It gives the brand an enlarged presence and a stage to flaunt the company's
style, culture, and wealth.

------
patio11
I have seen little evidence of Japan's young consumers, particularly young
ladies [1], turning away from luxury brand names. The thing that has changed
is where they buy them: they don't go to department stores, they go to malls,
outlets, and the like.

But a Burberry scarf ($200 back when I first checked, probably more now) is
still practically a mandatory part of the high school uniform in some places.
That's the sole brand good I can identify at a glance, but I'm told that Gucci
bags, etc, are still quite hot.

My ex-girlfriend went through a truly astounding amount of money on bags. She
is not exactly unique among the young ladies in my social circle.

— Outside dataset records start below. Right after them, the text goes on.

PR #128, opened 2024-06-27
CASSANDRASC-137: Bump AWS SDK version to 2.26.10

yifan-c:
Patch by Yifan Cai; Reviewed by Francisco Guerrero for CASSANDRASC-137

PR #144, opened 2024-11-02
CASSSIDECAR-151: Adds sidecar endpoint for node decommissioning operation

arjunashok:
These changes are part of the effort to introduce bespoke Sidecar APIs to support key operational functionality currently managed through nodetool commands. 

These changes specifically incorporate the node decommission functionality in a sidecar endpoint.

### Update 12/19
- Rebased changes from job management framework after CASSSIDECAR-150 was merged.

### Changes
- Incorporates Decommission API `api/v1/cassandra/node/decommission`
- Leverages the job-management framework (CASSANDRASC-150) via a concrete `DecommissionJob`, which invokes the JMX API to trigger `decommission` operation.
- Unit tests and integration tests
- SidecarClient changes and tests for the new API


client-common/src/main/java/org/apache/cassandra/sidecar/common/ApiEndpointsV1.java
```diff
@@ -111,6 +111,10 @@ public final class ApiEndpointsV1
 
     public static final String CONNECTED_CLIENT_STATS_ROUTE = API_V1 + CASSANDRA + "/stats/connected-clients";
 
+    public static final String LIST_JOBS_ROUTE = API_V1 + CASSANDRA + "/jobs";
+    public static final String JOB_STATUS_ROUTE = API_V1 + CASSANDRA + "/jobs/" + JOB_ID_PATH_PARAM + "/status";
+    public static final String NODE_DECOMMISSION_ROUTE = API_V1 + CASSANDRA + "/node/decommission";
```
skoppu22: We are using `management` in the prefix, for example /api/v1/cassandra/management/node/decommission for JMX and nodetool operations. IIRC, we discussed this during Sidecar's JMX APIs design meeting

arjunashok: Right, and I feel these are different from those (and we arrived at this design during the nodetool APIs review), as they are specific to the administrative node operations like decommission, repair, rebuild etc. We can converge on the URI offline if you'd like.

yifan-c:
Please update `CHANGES.txt`

adapters/base/src/main/java/org/apache/cassandra/sidecar/adapters/base/CassandraStorageOperations.java
```diff
@@ -213,4 +214,38 @@ public void outOfRangeDataCleanup(@NotNull String keyspace, @NotNull String tabl
...
+     * {@inheritDoc}
+     */
+    @Override
+    public boolean isDecommissioning()
+    {
+        StorageJmxOperations ssProxy = jmxClient.proxy(StorageJmxOperations.class, STORAGE_SERVICE_OBJ_NAME);
+        String nodeOperationMode = ssProxy.getOperationMode();
+        // The following check is equivalent to the operation-mode checks within Cassandra to determine if a
+        // decommission operation is in progress
+        return nodeOperationMode.equals("LEAVING") || nodeOperationMode.equals("DECOMMISSION_FAILED");
```
yifan-c: Cassandra code use this condition to check if the node is decommissioning. Why do we differ from the implementation? 

```java
    public boolean isDecommissioning()
    {
        return operationMode() == LEAVING;
    }
```

adapters/base/src/main/java/org/apache/cassandra/sidecar/adapters/base/CassandraStorageOperations.java
```diff
@@ -213,4 +214,38 @@ public void outOfRangeDataCleanup(@NotNull String keyspace, @NotNull String tabl
...
     }
+
+    /**
+     * {@inheritDoc}
+     */
+    @Override
+    public boolean isDecommissioning()
+    {
+        StorageJmxOperations ssProxy = jmxClient.proxy(StorageJmxOperations.class, STORAGE_SERVICE_OBJ_NAME);
+        String nodeOperationMode = ssProxy.getOperationMode();
```
yifan-c: How about extract out into a method to retrieve the operationMode? It is used in other locations.

adapters/base/src/main/java/org/apache/cassandra/sidecar/adapters/base/CassandraStorageOperations.java
```diff
@@ -213,4 +214,38 @@ public void outOfRangeDataCleanup(@NotNull String keyspace, @NotNull String tabl
...
+    @Override
+    public OperationalJobStatus decommission(boolean force)
+    {
+        StorageJmxOperations ssProxy = jmxClient.proxy(StorageJmxOperations.class, STORAGE_SERVICE_OBJ_NAME);
+        String mode = ssProxy.getOperationMode();
+        switch(mode)
+        {
+            case "LEAVING":
+            case "DECOMMISSION_FAILED":
+                return OperationalJobStatus.RUNNING;
```
yifan-c: Can you comment why `DECOMMISSION_FAILED` is considered `RUNNING`?

adapters/base/src/main/java/org/apache/cassandra/sidecar/adapters/base/CassandraStorageOperations.java
```diff
@@ -213,4 +214,38 @@ public void outOfRangeDataCleanup(@NotNull String keyspace, @NotNull String tabl
...
+     * {@inheritDoc}
+     */
+    @Override
+    public OperationalJobStatus decommission(boolean force)
+    {
+        StorageJmxOperations ssProxy = jmxClient.proxy(StorageJmxOperations.class, STORAGE_SERVICE_OBJ_NAME);
+        String mode = ssProxy.getOperationMode();
+        switch(mode)
+        {
+            case "LEAVING":
```
yifan-c: nit: define enum for the modes.

client-common/src/main/java/org/apache/cassandra/sidecar/common/ApiEndpointsV1.java
```diff
@@ -126,6 +126,7 @@ public final class ApiEndpointsV1
     public static final String LIST_OPERATIONAL_JOBS_ROUTE = API_V1 + CASSANDRA + OPERATIONAL_JOBS;
     public static final String OPERATIONAL_JOB_ROUTE = API_V1 + CASSANDRA + PER_OPERATIONAL_JOB;
 
+    public static final String NODE_DECOMMISSION_ROUTE = API_V1 + CASSANDRA + "/node/decommission";
```
yifan-c: I am trying to understand the role the url segment `/node` plays here. It seems as clear as `/api/v1/cassandra/decommission`, but this is shorter w/o the `/node` segment. 
Or, if we want to follow the `resource/identifier` structure strictly, `/operations` is a better placement for `/node`, i.e. `/api/v1/cassandra/operations/decommission`, where `decommission` is viewed as an identifier of the operation.

client-common/src/main/java/org/apache/cassandra/sidecar/common/response/NodeDecommissionResponse.java
```diff
@@ -0,0 +1,87 @@
...
+ * Response structure of the jobs status API
+ */
+public class NodeDecommissionResponse
+{
+    private final UUID jobId;
+    private final OperationalJobStatus status;
+
+    private final String instance;
+
+    private final String reason;
```
yifan-c: nit: remove empty lines

client/src/main/java/org/apache/cassandra/sidecar/client/SidecarClient.java
```diff
@@ -664,6 +665,16 @@ public CompletableFuture<ListOperationalJobsResponse> listOperationalJobs(Sideca
...
 
+    /**
+     * Executes the node decommission request using the default retry policy and configured selection policy
+     *
+     * @return a completable future of the jobs list
+     */
+    public CompletableFuture<NodeDecommissionResponse> nodeDecommission()
+    {
+        return executor.executeRequestAsync(requestBuilder().nodeDecommissionRequest().build());
+    }
```
yifan-c: Given decommission is per node, the client should want to talk to a specific instance, i.e. taking `SidecarInstance` as parameter. 

Please take `org.apache.cassandra.sidecar.client.SidecarClient#operationalJobs` for example.

server-common/src/main/java/org/apache/cassandra/sidecar/common/server/exceptions/OperationalJobException.java
```diff
@@ -36,7 +36,8 @@ public static OperationalJobException wraps(Throwable throwable)
         }
         else
         {
-            return new OperationalJobException(throwable.getMessage(), throwable);
+            String msg = throwable.getCause() != null ? throwable.getCause().getMessage() : throwable.getMessage();
+            return new OperationalJobException(msg, throwable);
```
yifan-c: Would it look odd to use the message of the throwable's cause, but set the throwable as the cause of `OperationalJobException`? The message of the cause of throwable is going to repeat in the stack trace.

server/src/main/java/org/apache/cassandra/sidecar/job/DecommissionJob.java
```diff
@@ -0,0 +1,78 @@
...
+    {
+        LOGGER.info("Executing decommission operation. jobId={}", jobId);
+        return storageOperations.decommission(isForce);
+    }
+
+    @Override
+    public void close()
+    {
+        super.close();
+    }
```
yifan-c: seems redundant, if there is no concrete close action.

server/src/main/java/org/apache/cassandra/sidecar/job/DecommissionJob.java
```diff
@@ -0,0 +1,78 @@
...
+
+    /**
+     * {@inheritDoc}
+     */
+
+    protected OperationalJobStatus executeInternal() throws OperationalJobException
+    {
+        LOGGER.info("Executing decommission operation. jobId={}", jobId);
+        return storageOperations.decommission(isForce);
```
yifan-c: The method signature defines that the thrown exception is `OperationalJobException`. There is no catch block to convert the exceptions to `OperationalJobException`.

server/src/main/java/org/apache/cassandra/sidecar/job/OperationalJob.java
```diff
@@ -95,12 +94,18 @@ public boolean isStale(long referenceTimestampInMillis, long ttlInMillis)
...
     }
 
+    /**
+     * The concrete-job-specific implementation to determine if the job is running on the Cassandra node.
+     * @return true if the job is running on the Cassandra node. For example, node decommission is tracked by the
+     * operationMode exposed from Cassandra.
+     */
+    public abstract boolean isRunningOnCassandra();
+
+
```
yifan-c: nit: usually keep just one empty line after the end of method

server/src/main/java/org/apache/cassandra/sidecar/job/OperationalJob.java
```diff
@@ -44,7 +43,7 @@ public abstract class OperationalJob implements Task<Void>
     // use v1 time-based uuid
     public final UUID jobId;
 
-    private final Promise<Void> executionPromise;
+    private final Promise<OperationalJobStatus> executionPromise;
```
yifan-c: I am not convinced of having `Promise<OperationalJobStatus>`. The future state is already good enough to map to `OperationalJobStatus`. 

From the semantics, status should not be read from future. The callsite should be able to query the status directly, w/o extracting from future.

server/src/main/java/org/apache/cassandra/sidecar/job/OperationalJob.java
```diff
@@ -193,11 +199,41 @@ public void execute(Promise<Void> promise)
...
+
+
+
+
         try
         {
             // Blocking call to perform concrete job-specific execution, returning the status
-            executeInternal();
+            OperationalJobStatus result = executeInternal();
+            executionPromise.tryComplete(result);
```
yifan-c: The change does not look correct.

server/src/main/java/org/apache/cassandra/sidecar/job/OperationalJobManager.java
```diff
@@ -76,22 +81,33 @@ public OperationalJob getJobIfExists(UUID jobId)
...
 
         // New job is submitted for all cases when we do not have a corresponding downstream job
-        return jobTracker.computeIfAbsent(job.jobId, jobId -> job);
+        jobTracker.computeIfAbsent(job.jobId, jobId -> {
+            internalExecutorPool.executeBlocking(() -> {
+                job.execute(Promise.promise());
+                return null;
+            });
+            return job;
+        });
```
yifan-c: Although `executeBlocking` with promise is deprecated, let's still use it for the succinct code it produces here. We can migrate away from the deprecated method all together in future refactoring. 

```suggestion
        jobTracker.computeIfAbsent(job.jobId, jobId -> {
            internalExecutorPool.executeBlocking(job::execute);
            return job;
        });
```

server/src/main/java/org/apache/cassandra/sidecar/routes/NodeDecommissionHandler.java
```diff
@@ -0,0 +1,132 @@
...
+    {
+        return null;
+    }
+
+    protected void handleInternal(RoutingContext context, HttpServerRequest httpRequest, String host, SocketAddress remoteAddress, Void request)
+    {
+        StorageOperations operations = metadataFetcher.delegate(host).storageOperations();
+        isForce = parseBooleanQueryParam(context.request(), "force", false);
+
+        OperationalJob job = new DecommissionJob(UUIDs.timeBased(), operations, isForce);
```
yifan-c: `isForce` can be local variable, instead of being an instance variable.

server/src/main/java/org/apache/cassandra/sidecar/routes/NodeDecommissionHandler.java
```diff
@@ -0,0 +1,132 @@
...
+        job.asyncResult(executorPools.service(),
+                        Duration.of(config.operationalJobExecutionMaxWaitTimeInMillis(), ChronoUnit.MILLIS))
+           .onSuccess(f -> sendResponse(context, job, request, remoteAddress, host))
+           .onFailure(cause -> processFailure(cause, context, host, remoteAddress, request));
+    }
+
+    private void sendResponse(RoutingContext context, OperationalJob job, Void request, SocketAddress remoteAddress, String host)
+    {
+        OperationalJobStatus jobStatus = job.status();
+        logger.info("Job completion status={}, request={}, remoteAddress={}, instance={}",
```
yifan-c: remove commas.
```suggestion
        logger.info("Job completion status={} request={} remoteAddress={} instance={}",
```

server/src/main/java/org/apache/cassandra/sidecar/routes/NodeDecommissionHandler.java
```diff
@@ -0,0 +1,132 @@
...
+        String reason = null;
+        switch(jobStatus)
+        {
+            case SUCCEEDED:
+                context.response().setStatusCode(HttpResponseStatus.OK.code());
+                break;
+            case FAILED:
+                reason = job.asyncResult().cause().getMessage();
+                context.response().setStatusCode(HttpResponseStatus.INTERNAL_SERVER_ERROR.code());
+                break;
```
yifan-c: Should the status of failed job be `OK` too? 

It is the job that fails. The result should be indicated in the response payload. The http request is successful, i.e. 200. 

There is almost the same logic in `org.apache.cassandra.sidecar.routes.OperationalJobHandler`

server/src/test/integration/org/apache/cassandra/sidecar/common/CQLSessionProviderTest.java
```diff
@@ -60,6 +60,7 @@ void testCqlSessionProviderWorksAsExpected(VertxTestContext context, CassandraTe
     throws Exception
     {
         UpgradeableCluster cluster = cassandraTestContext.cluster();
+
```
yifan-c: nit: unrelated change

client-common/src/main/java/org/apache/cassandra/sidecar/common/response/NodeDecommissionResponse.java
```diff
@@ -0,0 +1,87 @@
...
+import java.util.UUID;
+
+import com.fasterxml.jackson.annotation.JsonCreator;
+import com.fasterxml.jackson.annotation.JsonProperty;
+import org.apache.cassandra.sidecar.common.data.OperationalJobStatus;
+
+/**
+ * Response structure of the jobs status API
+ */
+public class NodeDecommissionResponse
```
yifan-c: Is it a dup of `org.apache.cassandra.sidecar.common.response.OperationalJobResponse`? Can we only use `OperationalJobResponse`? 

The response payload should be the same between the endpoint that triggers an operation and the endpoint that queries the operation status.

server/src/test/integration/org/apache/cassandra/sidecar/routes/NodeDecommissionIntegrationTest.java
```diff
@@ -0,0 +1,176 @@
...
+
+/**
+ * Test the node decommission endpoint with cassandra container.
+ */
+@ExtendWith(VertxExtension.class)
+public class NodeDecommissionIntegrationTest extends IntegrationTestBase
+{
+    private static final String DECOMMISSION_FAILED_MESSAGE = "Failed to decommission node";
+
+    @CassandraIntegrationTest(nodesPerDc = 5)
```
yifan-c: can you use only 2 nodes cluster for this and other test cases in the class? I think it is good enough for testing decommission. We want to create clusters with less nodes to use less testing resources.

server/src/test/integration/org/apache/cassandra/sidecar/routes/NodeDecommissionIntegrationTest.java
```diff
@@ -0,0 +1,176 @@
...
+        pollStatusForState(context, jobId[0], FAILED, DECOMMISSION_FAILED_MESSAGE);
+        context.awaitCompletion(2, TimeUnit.MINUTES);
+    }
+
+    private void pollStatusForState(VertxTestContext context,
+                                    String uuid,
+                                    OperationalJobStatus expectedStatus,
+                                    String expectedReason)
+    {
+
```
yifan-c: nit: remove the empty line.

server/src/test/integration/org/apache/cassandra/sidecar/routes/NodeDecommissionIntegrationTest.java
```diff
@@ -0,0 +1,176 @@
...
+        int attempts = 10;
+        String status = "/api/v1/cassandra/operational-jobs/" + uuid;
+        AtomicBoolean stateReached = new AtomicBoolean(false);
+        logger.info("Job Stats Attempt:" + attempts);
+        final int[] counter = {0};
```
yifan-c: how about just use `AtomicInteger`? We do not need the atomicity property here, but its API is way more expressive than `counter[0]++`.

server/src/test/integration/org/apache/cassandra/sidecar/routes/NodeDecommissionIntegrationTest.java
```diff
@@ -0,0 +1,176 @@
...
+    @CassandraIntegrationTest(nodesPerDc = 5, network = true, buildCluster = false)
+    void decommissionNodeWithFailure(VertxTestContext context,
+                                     ConfigurableCassandraTestContext cassandraTestContext) throws InterruptedException
+    {
+        BBHelperDecommissionNode.reset();
+        cassandraTestContext.configureAndStartCluster(builder -> {
+            builder.withInstanceInitializer(BBHelperDecommissionNode::install);
+        });
+
+        final String[] jobId = new String[1];
```
yifan-c: AtomicReference<String>?

server/src/test/integration/org/apache/cassandra/sidecar/routes/NodeDecommissionIntegrationTest.java
```diff
@@ -0,0 +1,176 @@
...
+    private void pollStatusForState(VertxTestContext context,
+                                    String uuid,
+                                    OperationalJobStatus expectedStatus,
+                                    String expectedReason)
+    {
+
+        int attempts = 10;
+        String status = "/api/v1/cassandra/operational-jobs/" + uuid;
+        AtomicBoolean stateReached = new AtomicBoolean(false);
+        logger.info("Job Stats Attempt:" + attempts);
```
yifan-c: use placeholder `{}` for logging messages

server/src/test/integration/org/apache/cassandra/sidecar/routes/NodeDecommissionIntegrationTest.java
```diff
@@ -0,0 +1,176 @@
...
+                                                      }
+                                                      logger.info("Request completed");
+                                                  })));
+            if (stateReached.get() || counter[0] == finalAttempts)
+            {
+                vertx.cancelTimer(id);
+                assertThat(stateReached.get()).isTrue();
+                context.completeNow();
+            }
+        });
```
yifan-c: This looks odd. 

`WebClient` sends requests asyncly. `testWithClient` returns immediately. It checks the condition `stateReached.get() || counter[0] == finalAttempts` prematurely. 


I would simplify the method to this with blocking client to make it easier to script the repeated check logic. Note that `VertxTestContext` is no longer needed when using the client blockingly.  

```java
    private void pollStatusForState(String uuid,
                                    OperationalJobStatus expectedStatus,
                                    String expectedReason)
    {
        int attempts = 10;
        String status = "/api/v1/cassandra/operational-jobs/" + uuid;
        AtomicBoolean stateReached = new AtomicBoolean(false);
        logger.info("Job Stats Attempt: {}", attempts);
        AtomicInteger counter = new AtomicInteger(0);
        loopAssert(30, () -> {
            counter.incrementAndGet();
            // todo: create a helper method in the base class to get response in the blocking manner
            HttpResponse<Buffer> resp = client.get(server.actualPort(), "127.0.0.1", status)
                                              .send().toCompletionStage().toCompletableFuture().get();
            logger.info("Success Status Response code: {}", resp.statusCode());
            logger.info("Status Response: {}", resp.bodyAsString());
            if (resp.statusCode() == HttpResponseStatus.OK.code())
            {
                stateReached.set(true);
                OperationalJobResponse jobStatusResp = resp.bodyAsJson(OperationalJobResponse.class);
                assertThat(jobStatusResp.jobId()).isEqualTo(UUID.fromString(uuid));
                assertThat(jobStatusResp.status()).isEqualTo(expectedStatus);
                assertThat(jobStatusResp.reason()).isEqualTo(expectedReason);
                assertThat(jobStatusResp.operation()).isEqualTo("decommission");
            }
            else
            {
                assertThat(resp.statusCode()).isEqualTo(HttpResponseStatus.ACCEPTED.code());
                OperationalJobResponse jobStatusResp = resp.bodyAsJson(OperationalJobResponse.class);
                assertThat(jobStatusResp.jobId()).isEqualTo(UUID.fromString(uuid));
                // assertThat(jobStatusResp).isNull();
            }
            logger.info("Request completed");
            assertThat(stateReached.get()).isTrue();
        });
    }
```

server/src/test/java/org/apache/cassandra/sidecar/job/OperationalJobManagerTest.java
```diff
@@ -55,26 +54,29 @@
...
     {
         vertx = Vertx.vertx();
+        executorPool = new ExecutorPools(vertx, new ServiceConfigurationImpl());
         MockitoAnnotations.openMocks(this);
-        ServiceConfiguration mockServiceConfig = mock(ServiceConfiguration.class);
-        when(mockConfig.serviceConfiguration()).thenReturn(mockServiceConfig);
-        when(mockServiceConfig.operationalJobExecutionMaxWaitTimeInMillis()).thenReturn(5000L);
+//        ServiceConfiguration mockServiceConfig = mock(ServiceConfiguration.class);
+//        when(mockConfig.serviceConfiguration()).thenReturn(mockServiceConfig);
+//        when(mockServiceConfig.operationalJobExecutionMaxWaitTimeInMillis()).thenReturn(5000L);
```
yifan-c: Update?

adapters/base/src/main/java/org/apache/cassandra/sidecar/adapters/base/CassandraStorageOperations.java
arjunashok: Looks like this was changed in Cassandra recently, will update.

[1] I could point to a guy or two I knew who routinely wore single outfits
that cost $300+ but, in my personal experience, its a bit more common for the
ladies. One factor: twenty-something guys are less likely to be "parasite
singles" (this is the actual Japanese word used: it means "living with your
parents while you have a job before you're married"), and the ~$2,200 starting
engineer's salary in this neighborhood doesn't buy a whole lot of bling UNLESS
you have no rent or food bill, in which case its like you've suddenly got
~$1,600 of totally disposable income every single month.

------
kennyroo
It's interesting that this is only happening now, after Japan has suffered
through a decade-long recession. Did an entire generation grow up with
different values, or did the down economy change consumer behavior over a long
period of time to reach this point? Or both?

Mapping this to the US, the transition from spending to saving and from bling
to value orientation seems to be happening very quickly. Wonder if it will
last.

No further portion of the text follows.